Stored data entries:
PR #1950, opened 2026-06-05
fix: validate storage name and alias values

vdusek:
### Summary

Storage aliases were not validated the same way storage names are. This change:

- Adds validation for storage **aliases** (previously unvalidated), allowing the same simple identifier characters used for names plus the reserved `__default__` alias.
- Ensures a storage name or alias always maps to a single subdirectory inside the configured storage directory, both via the high-level API and when the file-system storage clients are used directly.

Includes unit tests for the new validation and for the file-system clients.

### DIFF
--- a/src/crawlee/_utils/file.py
+++ b/src/crawlee/_utils/file.py
@@ -63,9 +63,9 @@ else:
 def validate_subdirectory(base_dir: Path, subdirectory: str) -> Path:
     """Resolve a storage subdirectory inside a base directory.
 
-    Joins `subdirectory` onto `base_dir` and verifies that the result stays inside `base_dir`, so a storage
-    name or alias always maps to a directory under the storage directory rather than somewhere else (e.g. a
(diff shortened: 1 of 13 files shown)


Pijukatel (commented):
One thing confuses me.

This alias: `with/slash`

- It is not a valid alias at the high-level API. (rejected by `validate_storage_alias`)
- It is a valid alias when using the storage client directly. (approved by `validate_subdirectory`)

Is there a specific reason for it?

vdusek:
> One thing confuses me.
>
> This alias: `with/slash`
>
> - It is not a valid alias at the high-level API. (rejected by `validate_storage_alias`)
> - It is a valid alias when using the storage client directly. (approved by `validate_subdirectory`)
>
> Is there a specific reason for it?

Oh, good catch, it should be rejected by both of course, I'll fix it.

Pijukatel (approved):

PR #1955, opened 2026-06-08
fix: derive Pydantic camelCase aliases via to_camel generator

### LINKED ISSUE #1954: Use `alias_generator=to_camel` on Pydantic models instead of manual per-field aliases
### Background

We're on Pydantic ≥2.11. Many models map snake_case Python fields to camelCase external keys (storage/state/API JSON), and today every field spells its alias out by hand. For example in `src/crawlee/statistics/_models.py`:

```python
stats_id: Annotated[int | None, Field(alias='statsId')] = None
requests_finished: Annotated[int, Field(alias='requestsFinished')] = 0
crawler_started_at: Annotated[datetime | None, Field(alias='crawlerStartedAt')] = None
```

### Proposal

Set an alias generator once in the model config so the camelCase aliases are derived automatically:

```python
from pydantic.alias_generators import to_camel

model_config = ConfigDict(validate_by_name=True, validate_by_alias=True, alias_generator=to_camel)
```

Fields then drop the manual alias (`stats_id: int | None = None`) and still (de)serialize as `statsId`. We already standardize on `validate_by_name=True, validate_by_alias=True` (the 2.11 successors of `populate_by_name`), so the only new piece is `alias_generator`. Best placed on a shared base model, since subclasses currently redeclare the config.

### Where it makes sense

- Apply to models that already use camelCase aliases: `Request`, `SessionModel`, `StatisticsState`, the `storage_clients/models.py` set, event data classes, etc.
- Keep an explicit `Field(alias=...)` wherever `to_camel` produces the wrong key (acronyms / irregular casing). Each field's generated alias must equal the current one.
- Skip models whose serialized form is snake_case, e.g. `RequestQueueState` in `_file_system/_request_queue_client.py`, and `Configuration` (`BaseSettings` with env-var `AliasChoices`).

### Scope

Refactor only. The wire format must not change; generated aliases have to match the existing ones, guarded by the current (de)serialization tests.

vdusek:
Sets `alias_generator=to_camel` in each Pydantic model's `ConfigDict` so snake_case fields (de)serialize to camelCase keys automatically, instead of spelling out every `Field(alias=...)`. Applied inline per model (no shared base class).

Explicit `Field(alias=...)` is kept only where `to_camel` yields the wrong key: the `*Millis` durations and `crawlerLastStartTimestamp` in `StatisticsState`, `ProcessedRequest.id` → `requestId`, `EventMigratingData.time_remaining` → `timeRemainingSecs`, and `SitemapRequestLoaderState.completed` → `sitemapCompleted`.

A few fields were previously serialized with snake_case keys; they now use camelCase like everything else: the three `AdaptivePlaywrightCrawlerStatisticState` counters, `EventCrawlerStatusData.crawler_id` → `crawlerId`, and `CrawleeRequestData.session_id` → `sessionId`. Old persisted snake_case data still loads via `validate_by_name`.

Skipped: `Configuration` (env-var `AliasChoices`), `RequestQueueState` (snake_case form), and `UserData` (arbitrary user keys).

Closes #1954

### DIFF
--- a/src/crawlee/crawlers/_adaptive_playwright/_adaptive_playwright_crawler_statistics.py
+++ b/src/crawlee/crawlers/_adaptive_playwright/_adaptive_playwright_crawler_statistics.py
@@ -3,6 +3,7 @@ from __future__ import annotations
 from typing import Annotated
 
 from pydantic import ConfigDict, Field
+from pydantic.alias_generators import to_camel
 
 from crawlee._utils.docs import docs_group
 from crawlee.statistics import StatisticsState
@@ -12,8 +13,12 @@ from crawlee.statistics import StatisticsState
 class AdaptivePlaywrightCrawlerStatisticState(StatisticsState):
     """Statistic data about a crawler run with additional information related to adaptive crawling."""
 
-    model_config = ConfigDict(validate_by_name=True, validate_by_alias=True, ser_json_inf_nan='constants')
+    model_config = ConfigDict(
+        validate_by_name=True, validate_by_alias=True, alias_generator=to_camel, ser_json_inf_nan='constants'
+    )
 
+    # These fields are serialized with snake_case keys, so they keep explicit aliases that override the
+    # camelCase alias generator.
     http_only_request_handler_runs: Annotated[int, Field(alias='http_only_request_handler_runs')] = 0
     """Number representing how many times static http based crawling was used."""
 
--- a/src/crawlee/crawlers/_adaptive_playwright/_adaptive_playwright_crawler_statistics.py
+++ b/src/crawlee/crawlers/_adaptive_playwright/_adaptive_playwright_crawler_statistics.py
@@ -1,8 +1,6 @@
 from __future__ import annotations
 
-from typing import Annotated
-
-from pydantic import ConfigDict, Field
+from pydantic import ConfigDict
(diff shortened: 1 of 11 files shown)


src/crawlee/crawlers/_adaptive_playwright/_adaptive_playwright_crawler_statistics.py
```diff
@@ -12,8 +13,12 @@
 class AdaptivePlaywrightCrawlerStatisticState(StatisticsState):
     """Statistic data about a crawler run with additional information related to adaptive crawling."""
 
-    model_config = ConfigDict(validate_by_name=True, validate_by_alias=True, ser_json_inf_nan='constants')
+    model_config = ConfigDict(
+        validate_by_name=True, validate_by_alias=True, alias_generator=to_camel, ser_json_inf_nan='constants'
+    )
 
+    # These fields are serialized with snake_case keys, so they keep explicit aliases that override the
```
vdusek: @Pijukatel the `snake_case` alias is a mistake, right?

vdusek:
Well, there might be some compatibility issues; maybe we should resolve this as part of [v2.0](https://github.com/apify/crawlee-python/milestone/271)

Issue #498, opened 2026-05-20
feat: Create local registry and us it for UPI install.


AmadeusPodvratnik:
One of the disconnected use cases is to build a local registry and pull all images to be able to install OCP disconnected.

The new playbooks will replace the old playbooks but will be removed later.

dk5488:
@AmadeusPodvratnik Hi can I work on this next ?

AmadeusPodvratnik:
@dk5488 
There is already some development done. You can find it here:
https://github.com/IBM/Ansible-OpenShift-Provisioning/pull/499
This is a very broad topic and should replace the existing disconnected install at the end. 
I you want you can take it and extend it (get the code and fix the merge issues and / or add it to the latest codebae). In addition the local registry should also being configured as a path-through registry.
But a possible PR requires "some" testing effort you need to provide.
Pls have a look at this PR / branch. I postponed it due to some priority shifts.

PR #499, opened 2026-05-20
fix: Create a local registry on the bastion host to install OCP cluster airgapped. 

AmadeusPodvratnik:
This is the implementation to create a local registry and install OCP from there.
This new playbook will replace the old playbooks. In addition the flag for disconnected.enabled is being pushed to all.yaml for better control (centralized).

Fix for issue: https://github.com/IBM/Ansible-OpenShift-Provisioning/issues/498

This PR also contains some fixes and variables checks causing failures  (not only in the context of disconnected).

Tested against 3 HA cluster (KVM) and 5 node cluster using NAT on a single KVM LPAR.

AI involved: Yes


AmadeusPodvratnik:
Line to long checks will be fixed later ... will concentrate on the fqcn names

AmadeusPodvratnik:
There are to much lint errors to be fixed at once ... will do it in a second round.

PR #503, opened 2026-06-03
feat: Implementation of HCP with Kubevirt support

jpattara:
Hosted Control Planes (HCP) with KubeVirt on IBM Z enables OpenShift control planes to run as KubeVirt virtual machines on IBM Z (s390x), providing efficient, scalable, and infrastructure-isolated cluster management.

As part of this PR, below steps are taken care of:

- Provisioning of HPP storage class
- Creation of HCP cluster with type KubeVirt
- Deletion of HCP cluster
- Optional MCE, MetalLB & LSO custom catalog source support
- FIPS validation support
- Complete documentation for HCP KubeVirt workflow


inventories/default/group_vars/hcp-kubevirt.yaml.template
```diff
@@ -41,25 +43,37 @@ hcp:
         - #disk1
         - #disk2
         - #disk3
+  catalogsource_image: ""  # Required only if we need to create the Catalogsource for installing lso operator
```
isumitsolanki: @jpattara , Why we are initialing `catalogsource_image` same parameter at two place ?

inventories/default/group_vars/hcp-kubevirt.yaml.template
```diff
@@ -22,6 +23,7 @@ hcp:
     ip_pool: #minimum 2 free IPs are required in the subnet for MetalLB to work properly. You can provide a single IP or IP ranges. For example:
     #- x.x.x.x-x.x.x.x
     #- x.x.x.x-x.x.x.y
+  catalogsource_image: ""  # Required only if we need to create the Catalogsource for installing metallb operator
```
isumitsolanki: .

playbooks/hcp_kubevirt_prereqs_setup.yaml
```diff
@@ -1,13 +1,4 @@
 ---
-# Setup inventory and passwordless SSH for bastion
-- name: Setup inventory and passwordless SSH
-  hosts: localhost
-  vars_files:
-    - "{{ inventory_dir }}/group_vars/secrets.yaml"
-    - "{{ inventory_dir }}/group_vars/hcp-kubevirt.yaml"
-  roles:
-    - create_inventory_setup_hcp_kubevirt
```
isumitsolanki, line 9: Why do we have removed `create_inventory_setup_hcp_kubevirt` role ?? this role is responsible for creating inventory file for hcp agent as well.

isumitsolanki (commented):
Hi @jpattara , Thanks for PR please check my comments

inventories/default/group_vars/hcp-kubevirt.yaml.template
jpattara: @isumitsolanki Thanks for the review.

`catalogsource_image` is intended to be defined under both the MetalLB and LSO operator sections, as each operator may require a custom CatalogSource image when installing on candidate versions of OCP.

We have observed that the MetalLB and LSO operators are not always available in the default CatalogSource for candidate builds, whereas they are available in stable releases. To support operator installation in candidate versions, a custom `catalogsource_image` can be specified for each operator independently.

The current duplication is due to an indentation issue in the template, which makes it appear as though the same parameter is defined at the same level. The parameter should actually reside within the respective `metallb` and `lso` sections. I'll correct the indentation in the next update.

playbooks/hcp_kubevirt_prereqs_setup.yaml
jpattara: @isumitsolanki I have added the inventory setup role as a separate playbook in the main `hcpvirt.yaml` workflow. This provides the flexibility to execute the inventory and SSH key setup independently when needed, while still allowing it to be run as part of the complete end-to-end deployment flow.

```
- name: Setup inventory and SSH keys
  import_playbook: setup_inventory_hcp_kubevirt.yaml

- name: Run HCP KubeVirt prerequisites setup
  import_playbook: hcp_kubevirt_prereqs_setup.yaml

- name: Create HCP KubeVirt cluster
  import_playbook: create_hcpvirt.yaml
```

isumitsolanki: Thanks @jpattara for addressing all the comments. 
Can you git squash in single commit.

PR #508, opened 2026-06-25
fix: Agent-Based Installer robustness fixes (workdir, DNS, ISO boot, ssh_agent)

vinayakray19:
## Summary

A set of small, independent robustness fixes to the Agent-Based Installer (ABI)
flow, found while deploying OpenShift 4.22 ABI clusters on z/LinuxONE KVM. Each
fix is a separate commit and none change default behaviour for existing users.

### 1. Configurable OCP install work directory (`refactor`)
- Adds `roles/common/tasks/resolve_ocp_install_workdir.yaml` which resolves a
  single `ocp_install_workdir` fact (defaulting to `abi.ansible_workdir`) and
  asserts it is set.
- `prepare_configs`, `setup_params`, `create_agent`, and `abi_install_complete`
  now use `ocp_install_workdir` instead of hardcoding `~/ansible_workdir` or
  repeating `abi.ansible_workdir`. This also fixes `prepare_configs`, which
  previously created/deleted a hardcoded `~/ansible_workdir` that did not match
  the configured `abi.ansible_workdir`.

### 2. Make bastion `nameserver2` optional in DNS config (`fix`)
- `roles/dns/templates/dns-named.conf.j2` referenced
  `env.bastion.networking.nameserver2` unconditionally, causing a Jinja
  `UndefinedError` when only one upstream nameserver is configured. The second
  forwarder is now guarded and falls back to the cluster forwarder.

### 3. Keep agent VMs running after ISO boot (`fix`)
- The ISO `virt-install` tasks used `--wait=-1`, which left the ISO-booted agent
  VMs powered off and stalled the install. `--wait=-1` is removed from both the
  control and compute ISO commands, and two tasks were added: one waits until
  every VM definition is registered, and one ensures all agent VMs are running.

### 4. Run `ssh_agent` play as the login user with secrets (`fix`)
- `playbooks/create_abi_cluster.yaml`: the "Setup SSH agent" play now sets
  `become: false` and loads `group_vars/all.yaml` and `group_vars/secrets.yaml`,
  so the `ssh_agent` role runs as the bastion login user and can see the
  secret-backed variables it needs.

## Test plan
- [x] Deployed two OpenShift 4.22.0-ec.3 ABI clusters end-to-end on z/LinuxONE
      KVM (ISO boot) with these changes.
- [ ] Confirm PXE boot path is unaffected (only ISO `virt-install` lines changed).
- [ ] Confirm existing inventories with `nameserver2` set still render identical
      `named.conf` forwarders.

### DIFF
--- a/roles/boot_abi_agents/tasks/main.yml
+++ b/roles/boot_abi_agents/tasks/main.yml
@@ -79,8 +79,7 @@
     --disk size={{ env.cluster.nodes.control.disk_size }} \
     --network network={{ env.vnet_name }}{{ (',mac=' + env.cluster.nodes.control.mac[i]) }} \
     --graphics none \
-    --noautoconsole \
-    --wait=-1 \
+    --noautoconsole
   async: 3600
   poll: 0
   with_sequence: start=0 end={{ (env.cluster.nodes.control.hostname | length) - 1 }} stride=1
@@ -149,8 +148,7 @@
     --disk size={{ env.cluster.nodes.compute.disk_size }} \
     --network network={{ env.vnet_name }}{{ (',mac=' + env.cluster.nodes.compute.mac[i]) }} \
     --graphics none \
-    --noautoconsole \
-    --wait=-1 \
+    --noautoconsole
   async: 3600
   poll: 0
   with_sequence: start=0 end={{ (env.cluster.nodes.compute.hostname | length) - 1 }} stride=1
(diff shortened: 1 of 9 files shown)


roles/boot_abi_agents/tasks/main.yml
```diff
@@ -149,8 +148,7 @@
     --disk size={{ env.cluster.nodes.compute.disk_size }} \
     --network network={{ env.vnet_name }}{{ (',mac=' + env.cluster.nodes.compute.mac[i]) }} \
     --graphics none \
-    --noautoconsole \
-    --wait=-1 \
+    --noautoconsole
```
v78singh: Why --wait=-1 is removed , this can break ABI flow

vinayakray19: Good point — I've made this configurable instead of removing it outright (0c6267b).

By default `abi.iso_virt_install_wait: true`, so `--wait=-1` is still passed for the ISO `virt-install` commands and the existing ABI flow is unchanged.

Why the toggle: these ISO tasks run with `async: 3600, poll: 0` (fire-and-forget). On slower hosts the agent install runs past that async window, and when Ansible reaps the async job at the 3600s timeout it tears down the still-attached `virt-install` process (kept alive by `--wait=-1`), which powers the agent VM off mid-install. Setting `abi.iso_virt_install_wait: false` lets operators avoid that on affected hosts.

I also kept the new "Ensure ABI agent VMs are running after ISO boot" task as a safety net so the VMs are guaranteed to be up before the install proceeds, regardless of the toggle.

Neeraj8418:
This PR is not needed.

sandisamp:
@vinayakray19 please close this PR as indicated by @Neeraj8418

vinayakray19:
Not needed as confirmed by maintainers.

PR #526, opened 2026-07-09
fix: day-2 compute node additions for multi-arch support

### LINKED ISSUE #524: fix: day-2 compute node playbook broken for multi-arch (aarch64/x86_64/s390x) clusters
## Problem

The `playbooks/create_compute_node.yaml` playbook and its supporting roles have couple of bugs
that prevent successful day-2 compute node addition, particularly on multi-arch clusters
(e.g. aarch64 KVM hosts alongside s390x nodes).

### 1. `roles/create_compute_node/tasks/main.yaml`

- `/var/www/html/bin` directory not created before `get_url` download — task fails if directory is absent
- Nameserver kernel arg uses comma separator (`nameserver=x,y`) instead of correct dracut syntax (`nameserver=x nameserver=y`)
- Disk config always applied s390x-style options (`cache=none,io=native`) regardless of architecture — breaks aarch64/x86_64
- Network config always used s390x vnet instead of macvtap direct bridge for other architectures
- `install_dev` variable (`param_compute_node.install_dev | default('vda')`) was hardcoded to `vda`, silently ignoring the node config value
- `virt-install` timeout was 360s — too short for aarch64 installs, causing spurious failures

### 2. `roles/dns_update/tasks/add.yaml`

- Forward DNS zone file path used `.db` extension instead of `.<base_domain>.zone`
- Reverse DNS zone file path used `.rev` instead of the correct `in-addr.arpa.zone` with reversed IP octets
- PTR record Jinja2 syntax used `.3` (invalid attribute access on a list) instead of `[3]` (bracket index)

### 3. `inventories/default/group_vars/all.yaml.template`

- `disk_pool` field missing from the `day2_compute_node` section — users had no template reference for this field, which is required on non-s390x architectures

## Impact

- Day-2 compute node additions fail or produce nodes that never reach `Ready` state
- Multi-arch clusters (aarch64 KVM hosts) broken by wrong `virt-install` disk/network arguments
- DNS entries for new nodes written to wrong zone files, causing name resolution failures for the new node

## Fix

See PR #526  — branch `sravika-dev`

Sravikaz:
Fixes #524

## Summary

Fixes multiple bugs in the day-2 compute node playbook that prevented successful
node addition on multi-arch clusters (aarch64 KVM hosts with s390x hosts).

### `playbooks/create_compute_node.yaml`
- Fix example command to use correct playbook name and `--ask-vault-pass`
- Fix error message to reference correct playbook name instead of old `add_compute_node.yaml`

### `roles/create_compute_node/tasks/main.yaml`
- Add task to ensure `/var/www/html/bin` directory exists before RHCOS image download
- Fix nameserver kernel arg separator: `,` → `nameserver=` (correct dracut/kernel cmdline syntax)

**ABOUT THIS EXERCISE:** From the data above, pick out each line containing "timeout" and copy it.

**OUTPUT OF THE EXERCISE:**
Why the toggle: these ISO tasks run with `async: 3600, poll: 0` (fire-and-forget). On slower hosts the agent install runs past that async window, and when Ansible reaps the async job at the 3600s timeout it tears down the still-attached `virt-install` process (kept alive by `--wait=-1`), which powers the agent VM off mid-install. Setting `abi.iso_virt_install_wait: false` lets operators avoid that on affected hosts.
- `virt-install` timeout was 360s — too short for aarch64 installs, causing spurious failures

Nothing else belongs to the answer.